Now that the basic tidying is complete the code is in a much better condition for safely making larger scale changes. One of the particular issues that need to be tackled is the coupling between modules. The current code is a tangled web with modules calling subroutines from each other. This makes the code harder to understand and much more fragile than we would like. There has been some attempt to separate functionality (e.g. Build, Daemon, Fetch) but it hasn’t entirely worked. For instance, in some cases subroutines are declared in one module but only used in another. The two main areas I wanted to concentrate on improving are context handling and logging.

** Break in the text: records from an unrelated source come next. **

PR #237, opened 2023-12-11
VNDA - Use appropriate variant images

AlanVncs:
I implemented a flag (`useVariantImages`) that will change the way the images are attached to each variant.
Currently, all images are attached to all variants (witch is not right at all, I think). Anyway, with the flag set to `true`, each variant will be associated only with the appropriate images.

See the same product in both ways:

---

`useVariantImages = false`
`https://deco-sites-vip-capas.deno.dev/produto/produto-teste-10354?skuId=04`
image

---

`useVariantImages = true`
`http://localhost:8000/produto/produto-teste-10354?skuId=04`
image

### DIFF
--- a/vnda/loaders/productDetailsPage.ts
+++ b/vnda/loaders/productDetailsPage.ts
@@ -6,6 +6,7 @@ import { parseSlug, toProduct } from "../utils/transform.ts";
 
 export interface Props {
   slug: RequestURLParam;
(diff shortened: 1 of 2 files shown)


guitavano:
Steel need it? @AlanVncs

matheusgr:
No activity/answer in the last month.

PR #480, opened 2022-09-01
RT-5.1 singleton unicast packet fix less-than check

liulk:
#383 

Id: 5bf479c3-0dcf-4594-9629-0ce69dcf410a

### DIFF
--- a/feature/interface/singleton/ate_tests/singleton_test/singleton_test.go
+++ b/feature/interface/singleton/ate_tests/singleton_test/singleton_test.go
@@ -339,8 +339,8 @@ func (tc *testCase) testFlow(t *testing.T, packetSize uint16, ipHeader ondatra.H
 	} else if avg := octets / outPkts; avg > uint64(tc.mtu) {
 		t.Errorf("Flow source packet size average got %d, want <= %d (MTU)", avg, tc.mtu)
 	}
-	if outPkts < p1InDiff.unicast {
-		t.Errorf("Incorrect number of packets inbound received got %d, want > %d", outPkts, p1InDiff.unicast)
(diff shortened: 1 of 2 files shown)


feature/interface/singleton/ate_tests/singleton_test/singleton_test.go
```diff
@@ -339,8 +339,8 @@ func (tc *testCase) testFlow(t *testing.T, packetSize uint16, ipHeader ondatra.H
 	} else if avg := octets / outPkts; avg > uint64(tc.mtu) {
 		t.Errorf("Flow source packet size average got %d, want <= %d (MTU)", avg, tc.mtu)
 	}
-	if outPkts < p1InDiff.unicast {
-		t.Errorf("Incorrect number of packets inbound received got %d, want > %d", outPkts, p1InDiff.unicast)
+	if p1InDiff.unicast < outPkts {
+		t.Errorf("DUT received too few source packets: got %d, want >= %d", p1InDiff.unicast, outPkts)
```
xw-g, line 343: nit: fewer?

xw-g (approved):

feature/interface/singleton/ate_tests/singleton_test/singleton_test.go
liulk: "too fewer" is not the correct grammar.

https://ell.stackexchange.com/questions/55053/why-are-too-less-and-too-fewer-wrong

"too few" is the correct qualifier for packet because "packet" is a countable noun.

https://ell.stackexchange.com/questions/182732/is-too-few-equivalent-to-not-enough

PR #481, opened 2022-09-02
changed call from replace to update to avoid overwriting LAG config

manan-patel:
The automation configures lag mode and then overwrites it with ip address configuration with existing "Replace" call, changing it to "Update" call appends to the configuration.

### DIFF
--- a/feature/interface/aggregate/ate_tests/aggregate_test/aggregate_test.go
+++ b/feature/interface/aggregate/ate_tests/aggregate_test/aggregate_test.go
@@ -214,7 +214,7 @@ func (tc *testCase) configureDUT(t *testing.T) {
 	tc.configDstAggregateDUT(agg, &dutDst)
 	aggPath := d.Interface(tc.aggID)
 	fptest.LogYgot(t, tc.aggID, aggPath, agg)
-	aggPath.Replace(t, agg)
+	aggPath.Update(t, agg)
 
 	srcp := tc.dutPorts[0]
 	srci := &telemetry.Interface{Name: ygot.String(srcp.Name())}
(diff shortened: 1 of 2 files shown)


feature/interface/aggregate/ate_tests/aggregate_test/aggregate_test.go
```diff
@@ -214,7 +214,7 @@ func (tc *testCase) configureDUT(t *testing.T) {
 	tc.configDstAggregateDUT(agg, &dutDst)
 	aggPath := d.Interface(tc.aggID)
 	fptest.LogYgot(t, tc.aggID, aggPath, agg)
-	aggPath.Replace(t, agg)
+	aggPath.Update(t, agg)
```
liulk, line 217: We definitely want to keep Replace.

The tc.setupAggregateAtomically() was guarded by a deviation because some vendors make it impossible to create an empty lag before adding members to it. It only contained enough update to allow the lag to exist.

The replace here should contain the actual config that the test plan intended.

liulk (changes requested):

feature/interface/aggregate/ate_tests/aggregate_test/aggregate_test.go
manan-patel: Thank you for the quick response, we'll take a look.

liulk: Any update?

manan-patel: We are working with the engineering team to resolve the issue.

dplore: Hi @manan-patel , any new updates?

mojiiba: WE have fixed this issue on our side. Please close the PR.

PR #484, opened 2022-09-06
feature.textproto for qos add dscp

sezhang2:
Added missing qos config and telemetry paths
  - Reference:  https://ops.openconfig.net/branches/models/master/openconfig-qos.html#


bstoll:
I am thinking ECN should be in its own feature profile, with only the "enable-ecn" leaf going into it.   ECN would require the base QOS feature still.

sezhang2:
> I am thinking ECN should be in its own feature profile, with only the "enable-ecn" leaf going into it. ECN would require the base QOS feature still.

Ack. Deleted enable-ecn from feature profile. We will discuss if we need to create a separate ecn feature profile.

liulk (approved):

PR #490, opened 2022-09-07
Rnhaddad/p4rt wbb

rnhaddad:
P4RT WBB P4info wrapper package and example code.
This experimental code is meant to show how the Ondatra framework can be integrated over a wrapper code that can simplify the P4RT integration.

### DIFF
--- a/feature/experimental/p4rt/wbb.p4info.pb.txt
+++ b/feature/experimental/p4rt/wbb.p4info.pb.txt
@@ -315,6 +315,68 @@ tables {
 }
 tables {
   preamble {
+    id: 33554691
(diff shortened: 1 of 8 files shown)


rnhaddad:
@hariramnat Can you please take a look as discussed?

dplore:
Hi, do you intend to merge this code as a test case? Or should we mark it as a draft and not assign it for review?  It seems like it is for reference purposes only and not to be merged as a test case, right?

dplore:
I will close this now that we have a merged p4rt test?   Ref: #495 and #498    Please add a comment if this was not your intention.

Various client Perl modules have an interest in handling LCFG contexts and there is also a standalone script (setctx) used for setting context values. (For a good description of what contexts are and how they can be used see section 5.2.5 of the LCFG Guide). The context code was spread across rdxprof and LCFG::Client but in a previous round of tidying it was all merged into LCFG::Client. Ideally it should be kept in a separate module, this allows the creation of a standard API which improves code isolation by hiding implementation details. This in turn provides much greater flexibility for the code maintainer who can more easily make changes when desired.

The easiest part of this work was the shuffling of the context code into a new module (named LCFG::Client::Contexts). Once this was done I then took the chance to split down the code into lots of smaller chunks and remove duplication of functionality wherever possible (the code has gone from 4 big subroutines to 24 much smaller ones). This has resulted in a rather big increase in the amount of code (884 insertions versus 514 deletions) which is normally seen as a bad thing when refactoring but I felt in this case it was genuinely justified. Each chunk is now easier to understand, test and document – we now have a low-level API as well as the previous high-level functions. Also most of the subroutines are now short enough to view in a single screen of your favourite editor, that hugely helps the maintainer.

An immediate benefit of this refactoring work was seen when I came to look at the setctx script. There had been a substantial amount of duplication of code between this and the rdxprof script. As the context code was previously embedded in another script it was effectively totally inaccessible – the mere act of moving it into a separate module made it reusable. Breaking down the high-level subroutines into smaller chunks also made it much easier to call the code from setctx and remove further duplication. Overall setctx has dropped from 213 lines of code to 140 (including whitespace in both cases). Functionality which is implemented in scripts is very hard to unit test compared with that stored in separate modules. So it’s now much easier to work with the context code and know that setctx won’t suddenly break.

LCFG Client Refactor: Initial tidying done

April 25, 2013

A quick dash through the code in the LCFG::Client::Fetch module (which is relatively small and fairly straightforward) means that all the LCFG client code has been checked using perlcritic and improved where necessary/possible. This completes the work for stages 4 and 5 of the project plan.

Some of the work involved in this stage has been rather more complex than anticipated. Mostly that was not related directly to resolving issues highlighted by perlcritic. In the main it was because whilst investigating the issues raised I spotted other, big problems with sections of code that I felt needed to be resolved. Those could have been kept separate and done as an additional stage in the project plan but I thought it was better to just do them. In particular, I have made large improvements to the sending and receiving of UDP messages for notifications and acknowledgements. I’ve also improved the logic involved with handling the “secure mode” and split out lots of sections of code into smaller, more easily testable, chunks.

This takes the effort expended up to about 7 days. That’s about 1 day over what I had expected but that was accounted for in stages 1 and 2, the gap between predicted and actual effort requirements has not worsened.